Après les sanctions économiques que les États-Unis et l’Union européenne ont imposées à la Russie, Moscou et Pékin ont tissé de puissants liens dans le domaine de l’énergie, qui ont radicalement transformé le marché mondial du pétrole. En plus d’accroître leur commerce dans les hydrocarbures de façon exponentielle, les deux puissances de l’Est ont décidé de mettre fin à la domination du dollar dans la fixation du prix de l’or noir. Le « petroyuan » est l’instrument de paiement stratégique qui promet de faciliter la transition vers un système monétaire multipolaire, un système qui prend en compte de multiples devises et reflète la corrélation des forces dans l’ordre mondial actuel.

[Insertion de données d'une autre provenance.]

PR #775, opened 2026-01-27
Feat: Support OpenResponses Spec

njbrake:
## Description

This PR adds support for the OpenResponses Spec, which extends the OpenAI Responses spec.

See https://huggingface.co/blog/open-responses
This PR uses the python pydantic models autogenerated from the spec via https://github.com/mozilla-ai/openresponses-python

## PR Type

- 🆕 New Feature

## Checklist

- [ ] **AI Usage:**
    - [ ] No AI was used.

## AI Usage Information

- AI Model used: Opus 4.5
- AI Developer Tool used: Claude Code ish?

I ended up only using CC to help me type faster. When I let it think and make decisions, it kept trying to make more changes than needed and complicating things.

### DIFF
--- a/src/any_llm/any_llm.py
+++ b/src/any_llm/any_llm.py
@@ -493,6 +493,20 @@ class AnyLLM(ABC):
         parallel_tool_calls: int | None = None,
         reasoning: Any | None = None,
         text: Any | None = None,
+        presence_penalty: float | None = None,
+        frequency_penalty: float | None = None,
+        truncation: str | None = None,
+        store: bool | None = None,
+        service_tier: str | None = None,
+        user: str | None = None,
+        metadata: dict[str, str] | None = None,
+        previous_response_id: str | None = None,
+        include: list[str] | None = None,
+        background: bool | None = None,
+        safety_identifier: str | None = None,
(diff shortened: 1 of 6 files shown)


src/any_llm/any_llm.py
```diff
@@ -7,6 +7,8 @@
 from abc import ABC, abstractmethod
 from typing import TYPE_CHECKING, Any, ClassVar
 
+from openresponses_types import ResponseResource
```
daavoo, line 10: Wdyt about making our `any_llm.types.responses.Response` a union type that includes the old Response and the new ResponseResource? 
Would there be any downside?
We would avoid having to update imports and return types everywhere.

njbrake: I think I would rather not right now. People that are currently using the Responses API likely associate the Response object exported by any-llm as an alias for the OpenAI type, so if we make it a union then I worry people will be confused without a clear indication of the problem. By adding our Union typing then at least we make it obvious that changes are in process.

njbrake:
Integration tests: https://github.com/mozilla-ai/any-llm/actions/runs/21439569005

PR #812, opened 2026-02-14
feat: Return ParsedChatCompletion[T] for structured output across all providers

### LINKED ISSUE #806: `ParsedChatCompletion` type information lost during response conversion
## Description

When `response_format` is set to a Pydantic model, the OpenAI provider correctly calls `client.chat.completions.parse()`, which returns an `openai.ParsedChatCompletion[T]` with a typed `message.parsed: T` field containing a validated Pydantic model instance.

However, `_convert_chat_completion` round-trips the response through `model_dump()` → `ChatCompletion.model_validate()`, which serializes the Pydantic instance on `message.parsed` into a plain dict. The data is preserved (thanks to `extra="allow"` on `ChatCompletionMessage`), but the typed model is gone.

## Example

```python
from pydantic import BaseModel

class CalendarEvent(BaseModel):
    name: str
    date: str
    participants: list[str]

client = AnyLLM.create("openai")
response = await client.acompletion(
    model="gpt-4o",
    messages=[{"role": "user", "content": "List a birthday party event"}],
    response_format=CalendarEvent,
)

parsed = response.choices[0].message.parsed

# Expected: CalendarEvent(name='...', date='...', participants=['...'])
# Actual:   {'name': '...', 'date': '...', 'participants': ['...']}
```

Would it be possible to either preserve the `ParsedChatCompletion` type through the conversion, or expose a dedicated return path for structured output that keeps the typed `parsed` field?

bilelomrani1:
## Description

When `response_format` is set to a Pydantic model, `acompletion` now returns a `ParsedChatCompletion[T]` with a typed `message.parsed` field. This works uniformly across all providers that support `response_format`, not just OpenAI.

### Motivation

Previously, when using `response_format` with a Pydantic model, providers returned a plain `ChatCompletion` and users had to manually deserialize `message.content` from JSON. The OpenAI SDK's `.parse()` method handles this automatically, but that behavior was provider-specific and lost during any-llm's response conversion.

Before this PR, there was an inconsistency in `response_format` behavior across providers: the OpenAI provider used `client.chat.completions.parse()`, which returned parsed Pydantic objects and performed client-side validation, but any-llm's response conversion pipeline discarded the richer `ParsedChatCompletion` type, reducing it back to a plain `ChatCompletion`. Meanwhile, all other providers returned raw JSON strings in `message.content` with no parsing or validation. This PR bridges that gap by introducing `ParsedChatCompletion[T]` as a generic subclass of `ChatCompletion` (mirroring the OpenAI SDK's type hierarchy) and populating `message.parsed` at the `AnyLLM` layer so all providers behave consistently.

### Design decisions

**Unified parsing at the `AnyLLM` layer, not in providers.** All providers (OpenAI, Mistral, etc.) return a plain `ChatCompletion` from `_acompletion`. The structured output parsing (converting `message.content` JSON into a Pydantic model and attaching it to `message.parsed`) happens once in `acompletion()`. This is consistent with how Mistral already worked (using `client.chat.complete_async()`, not a higher-level parse method). The OpenAI provider was switched from `client.chat.completions.parse()` to `client.chat.completions.create()` to match this pattern.

**No exceptions on truncation/content filter.** When `finish_reason` is `"length"` or `"content_filter"`, `message.parsed` is set to `None` instead of raising an exception. The raw (possibly truncated) content remains available in `message.content`, and users can inspect `choice.finish_reason` to detect these cases. I considered raising exceptions to align with the OpenAI SDK's `.parse()` behavior, but this would add additional breaking changes: existing code using `acompletion` with `response_format` does not expect exceptions on these finish reasons. These exceptions could be added in a future major version. Note that this decision reduces breaking changes but does not fully eliminate them; see the Breaking changes section below.

### Breaking changes

When `response_format` is a Pydantic model, `acompletion` now validates the response content against the schema via `model_validate_json`. If the LLM returns JSON that doesn't conform to the model, a `pydantic.ValidationError` is raised where previously the raw string would sit in `message.content` without validation.

In practice, the impact depends on the provider:

- **OpenAI:** The previous implementation already used `client.chat.completions.parse()`, which performed Pydantic validation client-side (on top of server-side constrained decoding). Switching to `client.chat.completions.create()` with any-llm's own `model_validate_json` call preserves the same validation behavior, so this path should not surface new errors.
- **Other providers:** These providers may not always enforce the schema strictly. Responses that previously returned silently with non-conforming JSON in `message.content` will now raise `pydantic.ValidationError`. Let me know if this is an acceptable change, it is breaking, but better aligns with OpenAI semantics.

The return type change itself (`ParsedChatCompletion` instead of `ChatCompletion`) is non-breaking since `ParsedChatCompletion` is a subclass of `ChatCompletion`.

## PR Type

- 🆕 New Feature

## Relevant issues

Fixes #806

## Checklist

- **AI Usage:**
  - [ ] No AI was used.

## AI Usage Information

### DIFF
--- a/src/any_llm/any_llm.py
+++ b/src/any_llm/any_llm.py
@@ -369,6 +369,9 @@ class AnyLLM(ABC):
         msg = "Subclasses must implement this method"
         raise NotImplementedError(msg)
 
+    # Overloads let type checkers narrow the return type based on response_format and stream.
+    # The implementation only declares these discriminating params; everything else
+    # passes through via **kwargs to acompletion().
     @overload
     def completion(
         self,
@@ -437,6 +440,7 @@ class AnyLLM(ABC):
 
         return async_iter_to_sync_iter(response)
 
+    # Overloads let type checkers narrow the return type based on response_format and stream.
     @overload
     async def acompletion(
         self,


njbrake:
Hi! A few comments from an Opus 4.6 guided review:

 completion() at src/any_llm/any_llm.py:368 wraps acompletion() but its return type is still ChatCompletion | Iterator[ChatCompletionChunk]. When a user passes response_format=MyModel, the
  synchronous path will return a ParsedChatCompletion at runtime but the type signature won't reflect that. The isinstance(response, ChatCompletion) check at line 378 will work correctly at runtime
  (since ParsedChatCompletion is a subclass), but callers using static type checking won't get ParsedChatCompletion[T] narrowing.

  Consider adding matching @overload signatures to completion(), or at minimum updating its return type to include ParsedChatCompletion[Any]

bilelomrani1:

Au lieu d’humilier la Russie, la guerre économique que Washington et Bruxelles ont provoquée s’est avérée contre-productive, parce qu’elle a seulement contribué à renforcer l’attelage énergétique de Moscou et Pékin. Rappelons qu’en mai 2014, la société russe Gazprom a promis de garantir la fourniture de gaz à la Chine, jusqu’à 38 000 millions de mètres cubes au cours des trois prochaines décennies (à partir de 2018) en signant un contrat pour $ 400 milliards avec la China national Petroleum Corporation (CNPC).
Actuellement, les deux puissances coordonnent la mise en œuvre d’un plan stratégique ambitieux, qui inclut la construction de pipelines et l’exploitation en commun de raffineries et de grands complexes pétrochimiques. Involontairement, le rapprochement de Moscou avec Pékin a produit des changements profonds dans le marché mondial du pétrole en faveur de l’Est, ce qui nuit considérablement à l’influence des compagnies pétrolières occidentales.
Même l’Arabie saoudite, qui récemment était encore le principal fournisseur de pétrole du géant asiatique, a été assommée par la diplomatie du Kremlin. Alors que, depuis 2011, les exportations de pétrole saoudien vers la Chine se faisaient au rythme de 120 000 barils par jour, celles de la Russie atteindront à terme 550 000 barils par jour, soit près de cinq fois plus. En fait, déjà en 2015, les entreprises russes ont dépassé, en quatre occasions, les ventes de pétrole de leurs concurrents saoudiens à la Chine : Riyad a dû se contenter d’être le deuxième plus grand fournisseur de brut à Beijing en mai, septembre, novembre et décembre.
Il convient de noter que les pays du noyau européen ont également vu diminuer leur part de marché par rapport à la région asiatique : l’Allemagne, par exemple, a été supplantée par la Chine à la fin de 2015, comme plus gros acheteur de pétrole russe. Ainsi, les grands investisseurs opérant sur le marché mondial du pétrole ont du mal à voir à quel point, en quelques mois, le consommateur mondial le plus important – la Chine – est devenu le client favori du troisième plus grand producteur mondial – la Russie. Selon le vice-président de Transneft – la société russe en charge de la mise en œuvre des pipelines nationaux – Sergey Andronov, la Chine est disposée à importer un volume total de 27 millions de tonnes de pétrole de la Russie en 2016.
L’alliance énergétique russo-chinoise se propose d’aller plus loin. Moscou et Pékin ont fait de leurs échanges de pétrole le vecteur de transition vers un système monétaire multipolaire, qui ne se fonde pas uniquement sur le dollar, mais prend en compte de multiples devises et avant tout reflète les rapports de force économiques dans l’ordre mondial actuel. Le fait est, que les sanctions économiques imposées par Washington et Bruxelles ont encouragé les Russes à éliminer les transactions commerciales et financières en dollars et en euros, pour ne pas se trouver trop exposés à souffrir des risques de sabotage, au moment de conclure des transactions avec leurs principaux partenaires.